## [TASK TO COMPLETE]
Go through the data and retrieve each line that includes the string "console".

## [PROVIDED RECORDS]
PR #364, opened 2018-05-12
TypeScript improvements on store object

brunolemos:
Continuation of #357

Just a few more typescript improvements:

- Autocompletes store.dispatch
- Autocompletes store.getState() response
- Fixes store.subscribe return type
- Decrease the need of writing `typeof` everywhere
- Add link to counter example on TypeScript receipt

### DIFF
--- a/docs/recipes/typescript.md
+++ b/docs/recipes/typescript.md
@@ -1,15 +1,20 @@
 # TypeScript
 
+### Examples
+
+- [Counter](../../examples/ts/count)
+
+### Changes
+
 Rematch can work with TypeScript with the following changes:
 
-##### Turn off "noImplicitThis".
+##### Turn off `noImplicitThis`.
 
 Rematch often specifies the context of `this`, leading to TS errors. 
 
 You can turn these off by specifying `noImplicitThis` as false in your "tsconfig.json".
 
-// tsconfig.json
-
+`tsconfig.json`
 ```json
 {
   "compilerOptions": {
@@ -17,6 +22,8 @@ You can turn these off by specifying `noImplicitThis` as false in your "tsconfig
   }
 }
 ```
+
+### Dependencies
 
 ##### Ensure `Redux@3.x` is not a dependency. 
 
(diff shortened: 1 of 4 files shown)


brunolemos:
Unrelated but not that much: rematch exports a `dispatch` out of nowhere, I don't think it's possible to add typings to that, and when it's not possible to add types it usually means something is wrong with the architecture.

Personally I don't think it makes sense to have that exported, `dispatch` should be only associated with a `store`, `store.dispatch`.

ShMcK:
The idea behind a global "dispatch" is that it solves a few issues:

##### Circular Dependency with using dispatch in a model

Model's cannot import `store.dispatch`, as the models are used to create the store.

There may be a better solution to this, love to hear your ideas and definitely open to any better solutions.

##### Multiple model dispatch

As we move towards supporting multiple stores, there are times when you may want to trigger changes across stores. Again, this is not highly recommended, and store.dispatch is preferable.

ShMcK:
Would it be possible to move the following into the selectors plugin?

```js
export { models };
export type models = typeof models;

export const select = _select as ExtractRematchSelectorsFromModels<models>;
const selectPlugin = _selectPlugin();
```

So that the select plugin could be configured with:

```js
const selectPlugin = _selectPlugin({
  models,
});
```

ShMcK:
This PR resolves a lot of issues with the selector plugin typings. 

However, I noticed that you cannot add Model generics to models with selectors.

```js
export const sharks: Model<SharksState> = {
  state: 0,
  selectors: {
    total(state: SharksState): number {
      return state;
    }
  }
};
```

Results in the following error:

```
incrementSharks: () => dispatch.sharks.increment(1),
// error TS2554: Expected 0 arguments, but got 1.
```

Removing the selectors from the model results in no warnings. Any ideas why this might be?

ShMcK:
I think as it stands, this is a significant improvement. I'll merge it in.

brunolemos:
Sorry, a bit busy, I can check your suggestions in a couple days

ShMcK:
Definitely understand. I've been trying to build upon your typings, but I think I need to gain a further understanding of newer TypeScript features. Great work :)

brunolemos:
@ShMcK not sure what we could do here... Maybe:

Instead of: `export const select = _select as ExtractRematchSelectorsFromModels<models>;`
How about: `export const select = getSelect<models>();`

Same thing for the global `dispatch`.

PR #369, opened 2018-05-14
Update misleading store import example

eric-burel:
Importing the store to access the dispatch method would create circular imports in real life case, we should import the `dispatch` function from rematch directly.


ShMcK:
Good catch. I've noticed some folks have been confused about this, hadn't realized it was due to the docs.

inDream:
But `dispatch` from core does not have auto complete feature made in #364

Issue #208, opened 2018-02-10
Promises returned from effects resolve to undefined


pierissimo:
Calling an effect return correctly a promise, but the value that will be resolved is always undefined.
Link to codesandbox:

https://codesandbox.io/s/3x3l27jk8p

ShMcK:
Which value are you expecting from the dispatch?

pierissimo:
the value returned from the effect. In the example provided, the string 'hey there'.

blairbodnar:
Ah, like this right?

```js
// 'count' model
effects: {
    async asyncIncrement() {
      await new Promise(resolve => {
        setTimeout(resolve, 1000);
      });
      dispatch.count.increment();
      return "hey there";
    }
  }
```

```js
// somewhere else
const handleAsyncIncrement = async () => {
    const value = await coiunt.dispatch.asyncIncrement();
    // expects value to be "hey there"    
  };
```

ShMcK:
Interesting idea. That could probably be added. Out of curiousity, could you give an example of a use case?

Initially I added promises to help ensuring dispatches happen in the correct order. For example, validate a form THEN route to a different page.

The thing about dispatches in Redux is that they don't return any value. You send a message out into the ether, and if it has a listener, something happens - otherwise nothing.

pierissimo:
Yes, the fact that they return a promise out of the box (without the necessity to add a custom middleware) is powerful.
But returning a promise that resolve to undefined, instead of a value could be misleading.
A use case could be the ability to fetch a value from the API, without saving it in the state (bypassing reducers/selectors).
I know that can be a bad approach, but there are situations where it can be useful.

The approach is used in vuex, where dispatched actions return promises that resolve to value.

ShMcK:
The idea of a "model" is to put all your related code in one place. 

Even if the code doesn't need to interact with Redux, I think that makes a lot of sense.

ShMcK:
The code that handles the returning promise is here: https://github.com/rematch/rematch/blob/master/src/plugins/effects.ts#L31-L37

Since it relies on Redux middleware, I'm not sure that it can return a value. But there's always a way.

pierissimo:
It's definitely possible with redux middlewares, as I'm using a custom middleware to return values after dispatching submit with redux-forms.

I'm not sure, but maybe the createDispatcher function should return a value:
https://github.com/rematch/rematch/blob/master/src/plugins/dispatch.ts#L17

pierissimo:
[...]

PR #371, opened 2018-05-14
fix(loadingEffectReturnValuePropagation): Propagate effect return value

eeynard:
Fix loading plugin regression regarding the issue #208

### DIFF
--- a/plugins/loading/src/index.ts
+++ b/plugins/loading/src/index.ts
@@ -118,12 +118,15 @@ export default (config: LoadingConfig = {}): Plugin => {
 
         // create function with pre & post loading calls
         const effectWrapper = async (...props) => {
+          let effetResult
+
           try {
             this.dispatch.loading.show({ name, action })
-            await origEffect(...props)
+            effetResult = await origEffect(...props)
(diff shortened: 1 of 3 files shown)


ShMcK:
Good catch, just one small change and should be ready to merge :)

eeynard:
Great ! Do you know when you will be able to merge and release the fix ?

ShMcK:
Sorry, I hadn't submitted the change request. But can merge right after :)

eeynard:
Oh yes you're right ! I just fixed it, sorry for the typo :)

eeynard:
@ShMcK I tried the v1.0.2 of the loading plugin and it does not seem to work. I checked the map files and it seems that the fix had not been packaged with the new release. Can't find the piece of code, any idea ?

ShMcK:
I must not have run build before publishing... my mistake.

eeynard:
It works with v1.0.3 ! Thanks

scientist1642:
Hmm, still Promise problem in `Loading 1.0.3` and `@rematch/core": "1.0.0-alpha.4"`, For me. 
If I remove Loading I can handle promises fine.

PR #373, opened 2018-05-14
chore: clone last 5 commits

DanielRuf:


ShMcK:
I'm not sure I understand. What is the benefit of limiting the git clone depth?

DanielRuf:
By default Travis clones the last 50 commits. Cloning 5 is sufficient and faster.

DanielRuf:
See https://docs.travis-ci.com/user/customizing-the-build#Git-Clone-Depthc

ShMcK:
Sorry to ask more, but what if a PR contains more than 5 commits?

DanielRuf:
The changes are still there in the later commits, just the history is truncated so you can not travel back in time more than these 5 commits. Git just has less to calculate. Also in general there is just one build per push, not for every commit.

Shorter log book / history = less diffs to look at.

https://git-scm.com/docs/git-clone#git-clone---depthltdepthgt

DanielRuf:
A PR with more than 5 commits still gets its build but history is truncated (from 50 to 5) and cloning / checkout is faster as there are less objects in your .git directory.

ShMcK:
That makes sense :)

PR #378, opened 2018-05-16
Enable "esModuleInterop" TypeScript setting

### LINKED ISSUE #349: TypeError: fe.default is not a function (@rematch/immer)
Versions:
    "@rematch/core": "^1.0.0-alpha.1",
    "@rematch/immer": "^0.1.0"

Errors:
```js
Uncaught (in promise) TypeError: fe.default is not a function
    at t.(:3000/anonymous function) (http://localhost:3000/static/js/bundle.js:896:11752)
    at rematch-immer.umd.js:1
    at computeNextEntry (<anonymous>:1:34000)
    at recomputeStates (<anonymous>:1:34300)
```

When I:
```js
import { init } from '@rematch/core';
import immerPlugin from '@rematch/immer';
import regex from './regex';

const immer = immerPlugin();

const store = init({
  models: {
    regex,
  },
  plugins: [immer],
});

export default store;


// regex.js
import uuid from 'uuid/v4';

export default {
  state: {
    ID: {
      example: [],
      regex: {},
      result: {},
    },
    byID: {},
  },
  reducers: {
    addExample(state, payload) {
      console.log('payload');
      
      const ID = uuid();
      state.ID.example.push(ID);
      state.byID[ID] = {
        text: payload,
        regex: [],
      };
      return state;
    },
  },
  effects: {},
};

// App.js
const mapDispatch = ({ regex: { addExample } }) => ({
  addExample,
});

@connect(() => ({}), mapDispatch)
export default class App extends Component {
...
  render() {
    console.log(this.props.addExample());
...
}
```

jackwilsdon:
Fixes #349.

See https://github.com/rematch/rematch/issues/349#issuecomment-389695117 for a better description of how this works.

I've run the unit tests against the module and it still seems to run fine.

I have not tested if this change affect the CommonJS and ES Module versions of the build, but it seems to fix the issue with the UMD version.

### DIFF
--- a/plugins/immer/tsconfig.json
+++ b/plugins/immer/tsconfig.json
@@ -6,7 +6,8 @@
     "lib": ["es2017"],
     "moduleResolution": "node",
     "declaration": true,
-    "declarationDir": "./dist"
+    "declarationDir": "./dist",
+    "esModuleInterop": true
   },
   "files": [
     "src/index.ts"


ShMcK:
published as v1.0.2 (next)

PR #379, opened 2018-05-18
[TypeScript] Add independent selector state type parameter to Model<S>

denisw:
Due to the `sliceState` feature of `@rematch/select`, the state passed to selectors might be different from the model state, so it needs to be possible to define the shape of the selector input state separately.

For this reason, this changes the `Model<S = any>` type to `Model<S = any, SS = S>` and defines the selectors as `(state: SS, ...args: any[]) => any`.

### DIFF
--- a/typings/rematch/index.d.ts
+++ b/typings/rematch/index.d.ts
@@ -114,7 +114,7 @@ export type ModelHook = (model: Model) => void
 
 export type Validation = [boolean | undefined, string]
 
-export interface Model<S = any> {
+export interface Model<S = any, SS = S> {
   name?: string,
   state: S,
   reducers?: ModelReducers<S>,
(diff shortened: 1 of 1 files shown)


ShMcK:
Looks good. Could you provide an example showing a needed sliceState typing? It may be useful for understanding and later documentation.

denisw:
@ShMcK Sure, how about this:

```typescript
import { Model, init } from '@rematch/core'

interface State {
  auth: AuthState
  chat: ChatState
}

interface AuthState {
  currentUserId: string | null
}

interface ChatState {
  messages: Array<{ senderId: string, text: string}>
}

const authModel: Model<AuthState, State> = {
   ...
}

const chatModel: Model<ChatState, State> = {
  name: 'chat',
  state: { messages: [] },

  selectors: {
    myMessages(state) {
      return state.messages.filter(m => m.sender.id === state.auth.currentUserId)
    }
  }
}

const models = {
  auth: authModel,
  chat: chatModel
}

const store = init({  
  models: {
    auth: authModel,
    chat: chatModel
  },
  plugins: [
    selectPlugin({
      sliceState: (state: State) => state
    })
  ],
})
```

ShMcK:
I see, in this case you use sliceState to provide the state typings.

I suppose it would also come in handy if using immutable.js.

PR #472, opened 2015-02-19
Mixed Dimension Support for Trees and PointLocators

pbauman:
Ultimate goal is to have ExactSolution do the right thing with mixed dimension meshes. This is the first stage. Second stage will be MeshFunction updates. Final stage will be ExactSolution.

I've updated the Tree* and PointLocator* APIs to now accept the desired dimension of the element in the search. I've retained the former API which defaults to the mesh_dimension which should be completely backward compatible. I've also updated the MixedDimensionMeshTest to test out the PointLocators (which actually uncovered #470).

In doing this, I preferred to avoid include the mesh_base.h in the header file Tree* and PointLocator* headers; this is why the 1 liner backward compatible function implementations are in the .C files.

I also made the detection of missing elements of dimension elem_dim a runtime check instead of an assert.

### DIFF
--- a/include/utils/tree.h
+++ b/include/utils/tree.h
@@ -76,13 +76,15 @@ public:
 
   /**
    * @returns a pointer to the element containing point p,
+   * for elements of dimension elem_dim,
    * optionally restricted to a set of allowed subdomains,
    * optionally using a non-zero relative tolerance for searches.
    */
-  const Elem* find_element(const Point& p,
-                           const std::set<subdomain_id_type>
-                           *allowed_subdomains = NULL,
-                           Real relative_tol = TOLERANCE) const;
+  virtual const Elem* find_element(const Point& p,
+                                   unsigned int elem_dim,
+                                   const std::set<subdomain_id_type>
+                                   *allowed_subdomains = NULL,
+                                   Real relative_tol = TOLERANCE) const;
 
   /**
    * @returns a pointer to the element containing point p,
--- a/include/utils/tree.h
+++ b/include/utils/tree.h
@@ -88,6 +88,7 @@ public:
 
   /**
    * @returns a pointer to the element containing point p,
+   * for elements with dimension mesh.mesh_dimension(),
    * optionally restricted to a set of allowed subdomains,
    * optionally using a non-zero relative tolerance for searches.
    */
--- a/include/utils/tree_base.h
+++ b/include/utils/tree_base.h
@@ -90,13 +90,24 @@ public:
 
   /**
    * @returns a pointer to the element containing point p,
+   * for elements of dimension mesh->mesh_dimension(),
    * optionally restricted to a set of allowed subdomains,
    * optionally using a non-zero relative tolerance for searches.
    */
-  virtual const Elem* find_element(const Point& p,
-                                   const std::set<subdomain_id_type>
-                                   *allowed_subdomains = NULL,
-                                   Real relative_tol = TOLERANCE) const = 0;
+   const Elem* find_element(const Point& p,
+                            const std::set<subdomain_id_type> *allowed_subdomains = NULL,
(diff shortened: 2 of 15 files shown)


include/utils/tree.h
```diff
@@ -76,16 +76,19 @@ class Tree : public TreeBase
...
   /**
    * @returns a pointer to the element containing point p,
+   * for elements of dimension elem_dim,
    * optionally restricted to a set of allowed subdomains,
    * optionally using a non-zero relative tolerance for searches.
    */
-  const Elem* find_element(const Point& p,
-                           const std::set<subdomain_id_type>
-                           *allowed_subdomains = NULL,
-                           Real relative_tol = TOLERANCE) const;
```
roystgnr: We're removing the original signature of the function?

This is a public function; although I doubt anyone's directly using it I'd rather not break the API just in case.  Could you add the elem_dim version as a separate overload again?

pbauman: Oops, thanks for catching that. I meant to leave all the APIs intact.

include/utils/tree.h
```diff
@@ -76,16 +76,19 @@ class Tree : public TreeBase
...
+  virtual const Elem* find_element(const Point& p,
+                                   unsigned int elem_dim,
+                                   const std::set<subdomain_id_type>
+                                   *allowed_subdomains = NULL,
+                                   Real relative_tol = TOLERANCE) const;
```
pbauman: Oh, wait, no, it's still there, just down a little ways.

include/utils/tree_base.h
```diff
@@ -90,13 +90,24 @@ class TreeBase : public ReferenceCountedObject<TreeBase>
...
    * optionally using a non-zero relative tolerance for searches.
    */
-  virtual const Elem* find_element(const Point& p,
-                                   const std::set<subdomain_id_type>
-                                   *allowed_subdomains = NULL,
-                                   Real relative_tol = TOLERANCE) const = 0;
+   const Elem* find_element(const Point& p,
+                            const std::set<subdomain_id_type> *allowed_subdomains = NULL,
+                            Real relative_tol = TOLERANCE) const;
+
```
pbauman: Oh, wait, no, it's still there, just down a little ways.

roystgnr:
Everything else looks good to me.  I'd say merge as soon as you've restored that API and MooseBuild has given it another once-over.

include/utils/tree.h
pbauman: For crying out loud, even reading the diff I'm getting confused by all the find_element functions. I'll fix this up in a minute.

pbauman: Oh wait, never mind. The it's still there, but as a non virtual method in TreeBase. Internally, it call find_element with mesh_dimension so it will dispatch to the derived class.

src/utils/tree_base.C
```diff
@@ -0,0 +1,30 @@
...
+#include "libmesh/tree_base.h"
+#include "libmesh/mesh_base.h"
+
+namespace libMesh
+{
+  const Elem* TreeBase::find_element(const Point& p,
+                                     const std::set<subdomain_id_type> *allowed_subdomains,
+                                     Real relative_tol) const
+  {
+    return this->find_element(p,this->mesh.mesh_dimension(),allowed_subdomains,relative_tol);
```
pbauman: Here's the base class version dispatching.

pbauman:
OK, I should've pointed this out in the original PR statement. The original signature was pure virtual in TreeBase. What I did was make that version non virtual and have it dispatch to the new version, which is pure virtual in TreeBase and implemented now in the subclasses.

I'll way for @roystgnr to confirm he's OK with it before merging.

roystgnr:
Sorry about the confusion; thanks!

## [THE ANSWER]
      console.log('payload');
    console.log(this.props.addExample());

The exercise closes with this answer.